PROBLEM STATEMENT:
Nothing in the data should be altered when it is repeated in full.

[Collected data]

--- START ---

PR #378, opened 2021-08-12
Add Concourse pipeline for terraforming EKS

karlbaker02:
This PR creates a pipeline for terraforming EKS, consisting of two jobs `terraform-eks-cluster` and `terraform-eks-cluster-addons`, which terraforms the EKS cluster and the addons respectively. This is necessary for the reasons as detailed in commit c228db6.

We also change the way we assume the `govuk-concourse-deployer` role.  Instead of configuring the role once per Terraform provider per top-level module (`deployments/*`), we do the assume-role as part of the terraform-apply.sh script (by running aws sts assume-role). This results in less overall complexity. (Config for the k8s TF provider to assume a role is different from the equivalent config for the AWS provider.)

An alternative would be to keep all the existing assume-role configs and pass `--role-arn` to the `aws` command from the k8s TF provider config. Our approach however means we have one place and one way of assuming the role, rather than two different ways and multiple places (one per provider per top-level module).

We also add the `govuk-concourse-deployer` role to the `aws-auth` configmap so that Concourse can apply changes to the Kubernetes cluster via the Kubernetes Terraform provider. This is only strictly necessary when Concourse is modifying an existing cluster _not_ created by Concourse (i.e. not created by the `govuk-concourse-deployer` role), but we're including this for robustness and to make the required permissions explicit.

We're running Terraform in automation mode per the best practices described in https://learn.hashicorp.com/tutorials/terraform/automate-terraform

Pair: @sengi 

Trello: https://trello.com/c/dqG4nXn0

Tested: successfully updates the existing govuk-tmp cluster (see [Concourse pipeline](https://cd.gds-reliability.engineering/teams/govuk-test/pipelines/eks)).

Screenshot 2021-08-12 at 14 37 45

### DIFF
--- a/concourse/parameters/test/eks.yml
+++ b/concourse/parameters/test/eks.yml
@@ -1,0 +1,3 @@
+aws_region: eu-west-1
+concourse_deployer_role_arn: arn:aws:iam::430354129336:role/govuk-concourse-deployer
+govuk_infrastructure_branch: main
--- a/concourse/pipelines/eks.yml
+++ b/concourse/pipelines/eks.yml
@@ -1,0 +1,84 @@
+---
+resource_types:
+  - name: slack-notification
+    type: docker-image
+    source:
+      repository: cfcommunity/slack-notification-resource
+      tag: latest # TODO - don't use latest (once we've worked out a policy for third party images)
+      username: ((docker_hub_username))
+      password: ((docker_hub_authtoken))
+
+resources:
+  - icon: github
+    name: govuk-infrastructure
+    source:
+      branch: ((govuk_infrastructure_branch))
+      uri: https://github.com/alphagov/govuk-infrastructure
+    type: git
+
+  - name: deploy-slack-channel
+    type: slack-notification
+    icon: bell-ring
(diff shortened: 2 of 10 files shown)


sengi:
> Thanks for this work.
> 
> Did you consider using the flag `--role-arn` when setting up the k8s provider [here](https://github.com/alphagov/govuk-infrastructure/blob/c1ab48d2cab8893ad9d5b40e8112ba98827b08bf/terraform/deployments/eks-stage2/k8s_auth.tf#L11)?
> 
> Just trying to see what is the main benefit of setting the credentials using sts and having to deal with jq.

Thanks - we hadn't actually twigged that we could do this(!), but we think the solution we came up with is less complex and easier to understand than duplicating the config lots of times in two different ways for the two providers in every top-level module. We've updated the commit message and added a comment to signpost this.

sengi (approved):
@karlbaker02 and I paired on this and we've also reviewed each other's contributions (quite thoroughly!). Just had final read-through and we think it looks good so I'm approving 👍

--- END ---

PROBLEM SOLUTION:
PR #378, opened 2021-08-12
Add Concourse pipeline for terraforming EKS

karlbaker02:
This PR creates a pipeline for terraforming EKS, consisting of two jobs `terraform-eks-cluster` and `terraform-eks-cluster-addons`, which terraforms the EKS cluster and the addons respectively. This is necessary for the reasons as detailed in commit c228db6.

We also change the way we assume the `govuk-concourse-deployer` role.  Instead of configuring the role once per Terraform provider per top-level module (`deployments/*`), we do the assume-role as part of the terraform-apply.sh script (by running aws sts assume-role). This results in less overall complexity. (Config for the k8s TF provider to assume a role is different from the equivalent config for the AWS provider.)

An alternative would be to keep all the existing assume-role configs and pass `--role-arn` to the `aws` command from the k8s TF provider config. Our approach however means we have one place and one way of assuming the role, rather than two different ways and multiple places (one per provider per top-level module).

We also add the `govuk-concourse-deployer` role to the `aws-auth` configmap so that Concourse can apply changes to the Kubernetes cluster via the Kubernetes Terraform provider. This is only strictly necessary when Concourse is modifying an existing cluster _not_ created by Concourse (i.e. not created by the `govuk-concourse-deployer` role), but we're including this for robustness and to make the required permissions explicit.

We're running Terraform in automation mode per the best practices described in https://learn.hashicorp.com/tutorials/terraform/automate-terraform

Pair: @sengi 

Trello: https://trello.com/c/dqG4nXn0

Tested: successfully updates the existing govuk-tmp cluster (see [Concourse pipeline](https://cd.gds-reliability.engineering/teams/govuk-test/pipelines/eks)).

Screenshot 2021-08-12 at 14 37 45

### DIFF
--- a/concourse/parameters/test/eks.yml
+++ b/concourse/parameters/test/eks.yml
@@ -1,0 +1,3 @@
+aws_region: eu-west-1
+concourse_deployer_role_arn: arn:aws:iam::430354129336:role/govuk-concourse-deployer
+govuk_infrastructure_branch: main
--- a/concourse/pipelines/eks.yml
+++ b/concourse/pipelines/eks.yml
@@ -1,0 +1,84 @@
+---
+resource_types:
+  - name: slack-notification
+    type: docker-image
+    source:
+      repository: cfcommunity/slack-notification-resource
+      tag: latest # TODO - don't use latest (once we've worked out a policy for third party images)
+      username: ((docker_hub_username))
+      password: ((docker_hub_authtoken))
+
+resources:
+  - icon: github
+    name: govuk-infrastructure
+    source:
+      branch: ((govuk_infrastructure_branch))
+      uri: https://github.com/alphagov/govuk-infrastructure
+    type: git
+
+  - name: deploy-slack-channel
+    type: slack-notification
+    icon: bell-ring
(diff shortened: 2 of 10 files shown)


sengi:
> Thanks for this work.
> 
> Did you consider using the flag `--role-arn` when setting up the k8s provider [here](https://github.com/alphagov/govuk-infrastructure/blob/c1ab48d2cab8893ad9d5b40e8112ba98827b08bf/terraform/deployments/eks-stage2/k8s_auth.tf#L11)?
> 
> Just trying to see what is the main benefit of setting the credentials using sts and having to deal with jq.

Thanks - we hadn't actually twigged that we could do this(!), but we think the solution we came up with is less complex and easier to understand than duplicating the config lots of times in two different ways for the two providers in every top-level module. We've updated the commit message and added a comment to signpost this.

sengi (approved):
@karlbaker02 and I paired on this and we've also reviewed each other's contributions (quite thoroughly!). Just had final read-through and we think it looks good so I'm approving 👍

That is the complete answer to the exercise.